- [Activity]
Print all the data, keeping every line exactly as it is.

- [Supplied records]
PR #475, opened 2025-06-30
Access: Add option to give ownership rights

### LINKED ISSUE #474: Access: Add Option to grant ownership
**Changes**
Right now, ownership cannot change and canot be given to other contributors. Add support for giving and taking away rights for owners. Owners should also be able to take away owner rights from other owners.

**Additional notes**
There should be a low amount of refactoring done, since we will touch this part of the code eagain in the fututre during big reworks. The issue is connected to the backend issue https://github.com/damap-org/damap-backend/issues/390

**Acceptance Criteria**
UI allows for giving Owner rights, editor rights and for taking away rights form contributors. Only owners should be able to

ValentinFutterer:
## Description

Feature

#### What does this PR do?

- Added radio buttons for assigning contributors rights to the DMP - now its also possible to assign ownership rights. Now only owners are allowed to assign and take away rights (previously editors could also give editor rights).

- [Your response]
PR #475, opened 2025-06-30
Access: Add option to give ownership rights

### LINKED ISSUE #474: Access: Add Option to grant ownership
**Changes**
Right now, ownership cannot change and canot be given to other contributors. Add support for giving and taking away rights for owners. Owners should also be able to take away owner rights from other owners.

**Additional notes**
There should be a low amount of refactoring done, since we will touch this part of the code eagain in the fututre during big reworks. The issue is connected to the backend issue https://github.com/damap-org/damap-backend/issues/390

**Acceptance Criteria**
UI allows for giving Owner rights, editor rights and for taking away rights form contributors. Only owners should be able to

ValentinFutterer:
## Description

Feature

#### What does this PR do?

- Added radio buttons for assigning contributors rights to the DMP - now its also possible to assign ownership rights. Now only owners are allowed to assign and take away rights (previously editors could also give editor rights).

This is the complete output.